▸ **About this exercise**: Below are several records. Retype exactly those lines running from the one with "- CodeRabbit completed" through the one with "clear policy errors.", end lines included, and no others.

#### Records provided ####

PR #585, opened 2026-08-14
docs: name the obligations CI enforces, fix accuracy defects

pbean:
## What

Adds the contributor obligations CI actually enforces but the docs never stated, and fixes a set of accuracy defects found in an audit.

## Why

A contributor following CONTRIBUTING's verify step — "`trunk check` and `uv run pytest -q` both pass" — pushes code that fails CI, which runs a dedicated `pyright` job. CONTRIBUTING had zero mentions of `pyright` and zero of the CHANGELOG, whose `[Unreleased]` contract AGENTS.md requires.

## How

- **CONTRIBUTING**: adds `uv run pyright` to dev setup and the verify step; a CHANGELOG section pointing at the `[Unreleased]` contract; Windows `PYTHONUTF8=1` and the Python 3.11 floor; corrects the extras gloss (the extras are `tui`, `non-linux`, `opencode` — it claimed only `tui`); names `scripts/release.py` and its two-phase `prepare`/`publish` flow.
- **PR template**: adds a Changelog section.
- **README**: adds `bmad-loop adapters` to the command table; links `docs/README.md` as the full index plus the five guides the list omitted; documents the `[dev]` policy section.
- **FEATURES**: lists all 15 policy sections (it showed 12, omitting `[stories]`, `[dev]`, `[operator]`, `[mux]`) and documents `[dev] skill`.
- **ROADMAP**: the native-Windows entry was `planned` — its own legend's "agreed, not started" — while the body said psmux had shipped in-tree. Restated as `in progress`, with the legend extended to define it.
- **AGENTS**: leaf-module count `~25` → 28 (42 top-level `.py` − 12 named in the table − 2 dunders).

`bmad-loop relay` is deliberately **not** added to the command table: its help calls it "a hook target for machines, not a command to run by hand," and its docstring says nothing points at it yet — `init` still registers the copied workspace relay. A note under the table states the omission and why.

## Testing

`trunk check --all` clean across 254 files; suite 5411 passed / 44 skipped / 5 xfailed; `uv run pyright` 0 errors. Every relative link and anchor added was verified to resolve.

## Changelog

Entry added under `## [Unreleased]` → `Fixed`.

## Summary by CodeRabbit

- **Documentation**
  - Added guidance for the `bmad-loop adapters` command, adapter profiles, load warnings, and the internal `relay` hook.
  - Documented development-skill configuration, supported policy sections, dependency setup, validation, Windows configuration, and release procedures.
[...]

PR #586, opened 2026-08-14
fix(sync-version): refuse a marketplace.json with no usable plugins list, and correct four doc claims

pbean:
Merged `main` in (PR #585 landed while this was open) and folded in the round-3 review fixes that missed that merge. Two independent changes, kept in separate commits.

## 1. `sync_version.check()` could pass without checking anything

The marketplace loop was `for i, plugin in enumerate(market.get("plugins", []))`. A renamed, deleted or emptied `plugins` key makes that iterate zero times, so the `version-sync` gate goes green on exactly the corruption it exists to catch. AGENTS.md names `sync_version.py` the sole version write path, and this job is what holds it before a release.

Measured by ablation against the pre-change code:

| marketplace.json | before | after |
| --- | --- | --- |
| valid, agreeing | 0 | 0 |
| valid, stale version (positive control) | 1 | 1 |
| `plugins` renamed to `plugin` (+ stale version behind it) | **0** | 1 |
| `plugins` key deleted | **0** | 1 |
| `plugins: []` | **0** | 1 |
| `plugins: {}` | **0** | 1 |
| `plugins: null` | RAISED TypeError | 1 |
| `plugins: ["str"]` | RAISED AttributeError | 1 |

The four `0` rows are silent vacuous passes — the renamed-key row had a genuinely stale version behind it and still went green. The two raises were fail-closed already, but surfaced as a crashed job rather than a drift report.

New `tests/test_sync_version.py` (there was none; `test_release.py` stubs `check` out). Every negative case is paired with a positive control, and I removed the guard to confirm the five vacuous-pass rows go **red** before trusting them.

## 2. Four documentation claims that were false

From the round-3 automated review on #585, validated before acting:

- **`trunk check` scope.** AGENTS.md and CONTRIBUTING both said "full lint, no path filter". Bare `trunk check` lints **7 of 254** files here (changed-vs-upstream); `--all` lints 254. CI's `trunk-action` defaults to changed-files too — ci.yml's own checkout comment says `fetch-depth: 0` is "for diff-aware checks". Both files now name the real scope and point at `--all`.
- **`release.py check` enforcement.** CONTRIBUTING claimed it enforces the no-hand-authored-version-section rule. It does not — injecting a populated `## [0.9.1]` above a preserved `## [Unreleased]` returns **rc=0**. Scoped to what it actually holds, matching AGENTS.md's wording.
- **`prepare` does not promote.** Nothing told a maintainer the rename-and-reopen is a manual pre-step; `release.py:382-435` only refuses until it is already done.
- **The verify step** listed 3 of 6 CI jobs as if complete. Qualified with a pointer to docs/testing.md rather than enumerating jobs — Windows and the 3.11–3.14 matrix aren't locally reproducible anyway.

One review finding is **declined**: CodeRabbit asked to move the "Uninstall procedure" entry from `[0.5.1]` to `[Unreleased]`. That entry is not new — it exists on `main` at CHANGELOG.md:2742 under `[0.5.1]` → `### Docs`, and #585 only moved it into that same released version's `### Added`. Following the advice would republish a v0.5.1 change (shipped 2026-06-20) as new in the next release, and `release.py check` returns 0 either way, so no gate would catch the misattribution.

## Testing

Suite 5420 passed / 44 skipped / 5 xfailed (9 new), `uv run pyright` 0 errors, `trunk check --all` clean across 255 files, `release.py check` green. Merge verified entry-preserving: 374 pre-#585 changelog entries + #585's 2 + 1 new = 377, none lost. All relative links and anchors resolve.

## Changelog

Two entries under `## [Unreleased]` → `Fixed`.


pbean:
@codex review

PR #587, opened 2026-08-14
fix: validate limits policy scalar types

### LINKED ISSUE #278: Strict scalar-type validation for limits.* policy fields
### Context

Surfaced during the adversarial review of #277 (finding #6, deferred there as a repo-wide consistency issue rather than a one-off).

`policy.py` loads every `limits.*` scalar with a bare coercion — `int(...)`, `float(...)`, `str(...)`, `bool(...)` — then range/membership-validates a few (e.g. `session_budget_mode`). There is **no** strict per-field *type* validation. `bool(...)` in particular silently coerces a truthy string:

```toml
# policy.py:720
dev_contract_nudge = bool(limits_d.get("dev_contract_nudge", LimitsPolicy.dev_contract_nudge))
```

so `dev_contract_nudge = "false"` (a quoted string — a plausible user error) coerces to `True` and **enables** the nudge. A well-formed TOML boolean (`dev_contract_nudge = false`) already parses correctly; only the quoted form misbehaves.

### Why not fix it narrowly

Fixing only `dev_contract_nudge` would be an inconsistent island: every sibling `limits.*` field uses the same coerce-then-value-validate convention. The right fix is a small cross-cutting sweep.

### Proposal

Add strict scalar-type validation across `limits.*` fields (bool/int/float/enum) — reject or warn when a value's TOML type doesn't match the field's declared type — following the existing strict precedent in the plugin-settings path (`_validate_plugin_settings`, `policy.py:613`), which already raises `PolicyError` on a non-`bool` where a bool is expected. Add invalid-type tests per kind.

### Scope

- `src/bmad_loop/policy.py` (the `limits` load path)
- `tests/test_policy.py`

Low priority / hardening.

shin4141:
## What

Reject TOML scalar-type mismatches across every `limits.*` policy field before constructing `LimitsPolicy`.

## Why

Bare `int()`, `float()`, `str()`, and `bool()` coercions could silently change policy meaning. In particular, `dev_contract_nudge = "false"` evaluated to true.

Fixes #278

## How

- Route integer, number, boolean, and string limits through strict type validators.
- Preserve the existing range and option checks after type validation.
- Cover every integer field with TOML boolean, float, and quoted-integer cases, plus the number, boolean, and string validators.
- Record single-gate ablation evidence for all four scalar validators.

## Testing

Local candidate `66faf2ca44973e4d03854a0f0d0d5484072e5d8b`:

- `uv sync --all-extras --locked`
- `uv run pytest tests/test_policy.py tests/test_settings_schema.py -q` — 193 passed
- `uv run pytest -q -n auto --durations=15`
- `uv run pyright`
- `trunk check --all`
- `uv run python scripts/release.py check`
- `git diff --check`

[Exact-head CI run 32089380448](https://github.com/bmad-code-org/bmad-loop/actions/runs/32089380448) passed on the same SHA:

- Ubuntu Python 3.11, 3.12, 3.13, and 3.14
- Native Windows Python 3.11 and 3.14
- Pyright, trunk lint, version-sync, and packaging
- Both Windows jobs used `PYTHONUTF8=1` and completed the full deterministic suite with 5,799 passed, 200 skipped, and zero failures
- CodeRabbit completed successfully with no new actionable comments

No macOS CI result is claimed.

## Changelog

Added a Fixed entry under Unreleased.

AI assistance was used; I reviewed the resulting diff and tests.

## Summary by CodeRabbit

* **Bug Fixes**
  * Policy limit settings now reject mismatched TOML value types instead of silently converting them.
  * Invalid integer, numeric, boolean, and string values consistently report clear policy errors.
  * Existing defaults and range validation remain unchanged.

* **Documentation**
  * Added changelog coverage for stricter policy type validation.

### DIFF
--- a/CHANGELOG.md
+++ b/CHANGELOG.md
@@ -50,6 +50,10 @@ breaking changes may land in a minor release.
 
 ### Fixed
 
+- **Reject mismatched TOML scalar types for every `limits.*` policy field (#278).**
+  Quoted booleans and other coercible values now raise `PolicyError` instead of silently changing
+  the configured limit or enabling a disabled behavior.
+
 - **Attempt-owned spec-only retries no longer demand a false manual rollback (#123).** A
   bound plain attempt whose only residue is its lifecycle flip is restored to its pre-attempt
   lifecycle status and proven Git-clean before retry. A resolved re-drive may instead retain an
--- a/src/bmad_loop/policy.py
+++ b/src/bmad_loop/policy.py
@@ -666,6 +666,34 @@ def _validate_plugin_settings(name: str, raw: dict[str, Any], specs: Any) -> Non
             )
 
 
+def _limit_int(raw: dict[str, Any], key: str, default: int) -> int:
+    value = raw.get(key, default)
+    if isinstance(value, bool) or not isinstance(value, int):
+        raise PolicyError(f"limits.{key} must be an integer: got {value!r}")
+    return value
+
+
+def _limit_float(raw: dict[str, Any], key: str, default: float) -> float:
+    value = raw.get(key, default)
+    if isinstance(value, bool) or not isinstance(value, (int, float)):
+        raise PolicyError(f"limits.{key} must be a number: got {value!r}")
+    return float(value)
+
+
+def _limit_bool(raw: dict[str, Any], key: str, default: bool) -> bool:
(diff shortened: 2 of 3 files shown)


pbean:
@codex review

####

▸ **Answer box**:
- CodeRabbit completed successfully with no new actionable comments

No macOS CI result is claimed.

## Changelog

Added a Fixed entry under Unreleased.

AI assistance was used; I reviewed the resulting diff and tests.

## Summary by CodeRabbit

* **Bug Fixes**
  * Policy limit settings now reject mismatched TOML value types instead of silently converting them.
  * Invalid integer, numeric, boolean, and string values consistently report clear policy errors.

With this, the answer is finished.